As long as I go do it in my data processing QMD, whenever I go to re-render these documents, that change will be applied everywhere because I used shortcodes.

I've been in the mix where things kind of get messed up, where they have a certain copy that I generated last week, and then I generated this new copy, and everything's just a mess. This saves that, especially if you're using GitHub, because then you can track your changes as everything is taking place.

And then furthermore, researchers don't know how to use Reveal JavaScript sometimes. They prefer PowerPoint, Keynote, that's fine. You can just change the format to PPTX, and then it will output those figures, those tables, the inline code that you referenced into a PowerPoint format. That way, the only thing they really have to do is copy that slide from your new output into their existing presentation. That makes it very quick and easy. They don't have to worry about resizing. There's no messy screenshotting of reports. It's what physicians have done with me in the past. It's also in the updated report, they just take a screenshot of what I generated and the whole thing's messed up. But yeah, everything will update for their new presentation.

So in this case example, this is really important because all of these documents are frequently used by medical researchers. And you could expand it further to Quarto websites, blogs, or other types of projects where maybe they have a website, where they have a research portfolio, maybe they're applying for grants. I've heard all of those things. You could add that in there as well. As you're updating your one QMD file, every subsequent Quarto output is going to update. If an error is identified or something else, simply altering those files will queue them to refresh.
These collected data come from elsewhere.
Issue #3373, opened 2024-03-09
Fuzzy filtering is too fuzzy


stefanhaller:
Fuzzy filtering is a nice idea in principle, but when the data set is large and your search string is short, it doesn't work well.

As an example, we have almost 4000 remote branches at work; many developers use the convention of prefixing their branch names with their initials, e.g. `sh-some-cool-feature`. If I want to filter our remote branches to only mine, using the filter string `sh-`, it shows almost 800 unrelated matches, just because they contain the letters s, h, and - somewhere. This is useless. Using a substring search would only show my branches (plus very occasional false positives such as `xy-better-hash-table`).

However, often a simple substring search is not enough, because sometimes you know there are several words in the name but you don't know exactly where. For example, searching for `sh-cool` will find the branch `sh-some-cool-feature` using fuzzy filtering. To solve this, I'd propose to type these subwords separated by space (`sh- cool`), and it will do a substring search for each word separately, showing only results that match all. This can even be better than fuzzy searching, because typing `error check` will match both `better-error-checking` and `check-for-errors-more-thoroughly` (order doesn't matter). 

The question then is whether to make this optional, and how. I can see the following options:
1. Just change the behavior everywhere, unconditionally.
2. Provide a config option
  a. globally, for all views and prompts
  b. separately for each view and prompt (not sure how we would identify them)
3. let users choose while filtering, by recognizing special characters to change the behavior. For example, adding `=` at the beginning of your filter string could mean to search by substring (if fuzzy is the default), or `~` (similar to the "≈" symbol for "approximately") could mean to do a fuzzy search if substring searching is the default.

Needless to say, I'm in favor of option 1. 😄

Keen to hear your thoughts, @jesseduffield. BTW, this is also related to the discussion about retaining the sort order when filtering that we had in #3281; for example, [this scenario](https://github.com/jesseduffield/lazygit/issues/3281#issuecomment-1918936516) would no longer be an issue because `files_test` would only show the result you want, and you only get the others by saying `file test`, in which case it's probably good to show them in their natural order.

stefanhaller:
Here's a quick-and-dirty PR: #3376. After testing it for a while I have to say that I greatly prefer this over fuzzy matching. I like how it filters the list down to show only relevant results much more quickly.

[...]

PR #3376, opened 2024-03-10
Use substring filtering instead of fuzzy filtering by default

stefanhaller:
By default we now search for substrings; you can search for multiple substrings by separating them with spaces. Add a config option `gui.filterMode` that can be set to 'fuzzy' to switch back to the previous behavior.

Addresses #3373.

### DIFF
--- a/docs/Config.md
+++ b/docs/Config.md
@@ -86,6 +86,7 @@ gui:
   border: 'rounded' # one of 'single' | 'double' | 'rounded' | 'hidden'
   animateExplosion: true # shows an explosion animation when nuking the working tree
   portraitMode: 'auto' # one of 'auto' | 'never' | 'always'
+  filterMode: 'substring' # one of 'substring' | 'fuzzy'; see 'Filtering' section below
 git:
   paging:
     colorArg: always
@@ -373,6 +374,12 @@ When the selected line gets close to the bottom of the window and you hit down-a
 That's the behavior when `gui.scrollOffBehavior` is set to "margin" (the default). If you set `gui.scrollOffBehavior` to "jump", then upon reaching the last line of a view and hitting down-arrow the view will scroll by half a page so that the selection ends up in the middle of the view. This may feel a little jarring because the cursor jumps around when continuously moving down, but it has the advantage that the view doesn't scroll as often.
 
 This setting applies both to all list views (e.g. commits and branches etc), and to the staging view.
+
+## Filtering
+
+We have two ways to filter things, substring matching (the default) and fuzzy searching. With substring matching, the text you enter gets searched for verbatim (usually case-insensitive, except when your filter string contains uppercase letters, in which case we search case-sensitively). You can search for multiple non-contiguous substrings by separating them with spaces; for example, "int test" will match "integration-testing". All substrings have to match, but not necessarily in the given order.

And I'll show you a setting in a second that you have to put into the Quarto YAML to kind of freeze at that time point. And then anytime there is a change detected, it will re-render that document. If another template is needed, we've all been rejected from journals before. This is probably one of the biggest time-saving tasks that I've had is we'll submit to the Public Library of Science, and they'll reject us. And then we'll say, okay, submit to Nature. Well, then you have to go reformat the references, the figures, the file structure, everything needs to be changed. Instead, why not just enter in one line of code to change the template over to Nature, and then specify that in your YAML header? Everything else will be automatically rearranged. The only catch is some journals require you to submit figures and tables separately. In that case, you will want to disable the generation and then just save them natively to a file.
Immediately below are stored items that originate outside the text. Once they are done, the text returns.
Issue #3261, opened 2024-01-26
In-app release notes


jesseduffield:
**Is your feature request related to a problem? Please describe.**
In the next release we'll be making quite a few changes that might disrupt users, such as:
* Cherry picking now uses shift+C and shift+V instead of c and v to support the 'v' keybinding everywhere for selecting ranges
* Likewise the 'v' keybinding is no longer supported for viewing the divergence of a branch from its upstream from within the upstream options menu (need to use enter instead)
* Hitting escape when in range select mode in the staging view will now cancel the range select rather than exit the staging view
* The background range selection style config has been removed: instead we're just using the same background style that we use for a single selected item

It would be nice to have an easy way to advertise these changes to users after they update so that they're not surprised (or, failing that, so that they only have themselves to blame for ignoring the heads-up).

**Describe the solution you'd like**
I would like to be able to show release notes from within lazygit, such that release notes appear automatically after the user updates.

This could involve storing the current lazygit version on startup and then checking that upon next startup to see if there's a difference. If there is a difference, we show a release-notes popup.

Rather than duplicate release notes both in github and in the code, we can have lazygit fetch the release notes from github.

We can use a package that renders markdown using ANSI escape sequences. E.g. https://github.com/charmbracelet/glamour/

**Describe alternatives you've considered**
Release notes aren't a perfect solution to the original problem: they contain much more information than just 'what are the breaking changes you should know about' so there's a lower signal-to-noise ratio than having a bespoke popup message saying exactly what to look out for. But they have other benefits:
* Users may simply want to know what's happening in the repo
* Contributors get more recognition because they'll be seen by a larger number of users

So I think that on net it's a good idea.

I think users who build from source and track the master branch should not get the popup because their version will just change too frequently and that would be annoying. You should also be able to configure to not get the popup.

**Additional context**
I've got a very hacky draft branch for this (https://github.com/jesseduffield/lazygit/compare/release-notes). I don't expect I'll have much time to work on it in the near future so if somebody wants to pick it up, let me know!

![image](https://github.com/jesseduffield/lazygit/assets/8456633/03ca1d56-e3fc-4f91-98dc-f8728208f8be)

stefanhaller:
[...]

PR #3377, opened 2024-03-10
Show "breaking changes" message at startup

stefanhaller:
- **PR Description**

Remember which version of lazygit the user was last running, and show a list of breaking changes since that version (if any) if the user upgraded to a newer version.

It's a little unobvious how to test this manually, because we don't show the popup for developer builds. You'll have to build with something like `go build -ldflags="-X 'main.version=0.41.0'"` in order to test it.

This is an extremely stripped down version of #3261.

### DIFF
--- a/pkg/gui/gui.go
+++ b/pkg/gui/gui.go
@@ -5,6 +5,7 @@ import (
 	"fmt"
 	"io"
 	"os"
+	"sort"
 	"strings"
 	"sync"
 
@@ -40,6 +41,7 @@ import (
 	"github.com/jesseduffield/lazygit/pkg/theme"
 	"github.com/jesseduffield/lazygit/pkg/updates"
 	"github.com/jesseduffield/lazygit/pkg/utils"
+	"github.com/samber/lo"
 	"github.com/sasha-s/go-deadlock"
 	"gopkg.in/ozeidan/fuzzy-patricia.v3/patricia"
 )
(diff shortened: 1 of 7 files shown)


pkg/gui/types/version_number.go
```diff
@@ -0,0 +1,41 @@
+package types
+
+import (
+	"errors"
+	"regexp"
+	"strconv"
+)
+
+type VersionNumber struct {
```
stefanhaller, line 9: This has some overlap with `git_commands.GitVersion`, but that one has slightly different requirements, and I didn't find it trivial to unify the two.

pkg/i18n/english.go
```diff
@@ -770,6 +770,9 @@ type TranslationSet struct {
 	Actions                              Actions
 	Bisect                               Bisect
 	Log                                  Log
+	BreakingChangesTitle                 string
+	BreakingChangesMessage               string
+	BreakingChangesByVersion             map[string]string
```
stefanhaller, line 775: I changed my mind with regard to using reflection. When we serialize to JSON, a map will actually look identical to members, so it won't make a difference for Crowdin. And the map is easier for us, so I went with that.

pkg/i18n/english.go
```diff
@@ -1860,5 +1863,13 @@ func EnglishTranslationSet() TranslationSet {
...
 			EditRebaseFromBaseCommit: "Beginning interactive rebase from '{{.baseCommit}}' onto '{{.targetBranchName}}",
 		},
+		BreakingChangesTitle: "Breaking Changes",
+		BreakingChangesMessage: `You are updating to a new version of lazygit which contains breaking changes. Please review the notes below and update your configuration if necessary.
+For more information, see the full release notes at <https://github.com/jesseduffield/lazygit/releases>.`,
+		BreakingChangesByVersion: map[string]string{
+			"0.40.0": "- Some older message, just for testing", // to be removed
+			"0.41.0": `- The 'c' key is no longer the default key for copying commits to cherry pick. Bla bla bla
+- Squashing fixups using shift-S brings up a menu, and squashes all fixups in current branch if you hit enter`,
+		},
```
stefanhaller, line 1873: @jesseduffield These are very preliminary. I don't have time right now to collect which messages we want to show, but in particular you will be much better at actually phrasing them, so I hope you don't mind if I leave this to you. I set the PR to draft for that reason.

pkg/i18n/dutch.go
```diff
@@ -333,5 +333,8 @@ func dutchTranslationSet() TranslationSet {
 		ViewBulkSubmoduleOptions:            "Bekijk bulk submodule opties",
 		CreatePullRequestOptions:            "Bekijk opties voor pull-aanvraag",
 		ConfirmRevertCommit:                 "Weet u zeker dat u {{.selectedCommit}} ongedaan wilt maken?",
+		BreakingChangesByVersion: map[string]string{
+			"0.40.0": "- Een ouder bericht, alleen om te testen", // to be removed
+		},
```
stefanhaller, line 338: I added this only as a test to verify that our code to merge the translation sets can deal with partially translated maps. I'm going to drop this again.

jesseduffield (approved):
LGTM, great work

pkg/gui/gui.go
```diff
@@ -869,6 +871,72 @@ func (gui *Gui) showIntroPopupMessage() {
...
 }
 
+func (gui *Gui) showBreakingChangesMessage() {
+	_, err := types.ParseVersionNumber(gui.Config.GetVersion())
+	if err != nil {
+		// We don't have a parseable version, so we'll assume it's a developer
+		// build, or a build from HEAD with a version such as 0.40.0-g1234567;
+		// in these cases we don't show release notes.
+		return
+	}
```
stefanhaller, line 881: @jesseduffield I'm actually wondering if we need this check. We could omit it, in that case people coming from an older release and switching to a HEAD build for the first time would see the release notes that have accumulated so far, once. They will never see release notes again until they switch back to an official release, so I'm not sure it's necessary to support this case, but less code is always better.

What do you think?

stefanhaller:
I noticed that if a panel contains more text than fits, it can only be scrolled with the arrow keys but not with the mouse wheel. I feel that we should try to fix this before the release, as it will be common for the release notes panel. I don't have time today, but I might look into it tomorrow unless anybody else beats me to it.

stefanhaller:
> I noticed that if a panel contains more text than fits, it can only be scrolled with the arrow keys but not with the mouse wheel. I feel that we should try to fix this before the release, as it will be common for the release notes panel. I don't have time today, but I might look into it tomorrow unless anybody else beats me to it.

I ended up having a few minutes to look into this, and it turned out to be a simple fix, so I'm including it here in this PR: e4127868e986.

pkg/gui/gui.go
jesseduffield: I prefer us only showing the release notes when you're on an actual numbered version. Reason being that we're likely to append to a single version's breaking changes message several times as we merge PR's that count towards that one release. If we show users the message prematurely, they won't be able to see the final product. I'm pretty sure that's true.

jesseduffield:
still LGTM

pkg/gui/gui.go
stefanhaller: I see, that scenario makes sense, so I'm keeping this condition.

> That user would eventually switch back to a numbered version.

Actually that's kind of unlikely once they saw how much better the master version is. :-)

pkg/gui/types/version_number.go
jwhitley: Agreed, from my own efforts. Actually, it wasn't hard to create a `SemanticVersion` that lifted the common stuff... but go's type system is not particularly ergonomic for what amount to "newtype" like scenarios, AFAICT. Either literals were pointlessly ugly or it was wrappers all over the place, all for DRYing up a few tests.

pkg/i18n/english.go
jwhitley: The map solution looks quite ergonomic in the actual code. I think this is a better solution to the direction I was going based on the initial issue discussion. I also like that it's now explicit that this is about breaking changes rather than "release notes highlights".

So even if the researcher prefers traditional PowerPoint or Word, you can still output to those. It just gets a little bit tricky with tracking. Still recommend to protect against redundancy when updating your analysis code though. And then, in other words, we are effectively moving beyond copy-paste. We're making it to where they no longer have to take the report and screenshot whatever change I made. It's automatically in all their documents. If they have access to the directory that I'm outputting these documents to, maybe if it's on a shared drive or something like that, I can just say, hey, every document that you need is now in the updated drive. Saves me a ton of work and it's really efficient for submissions.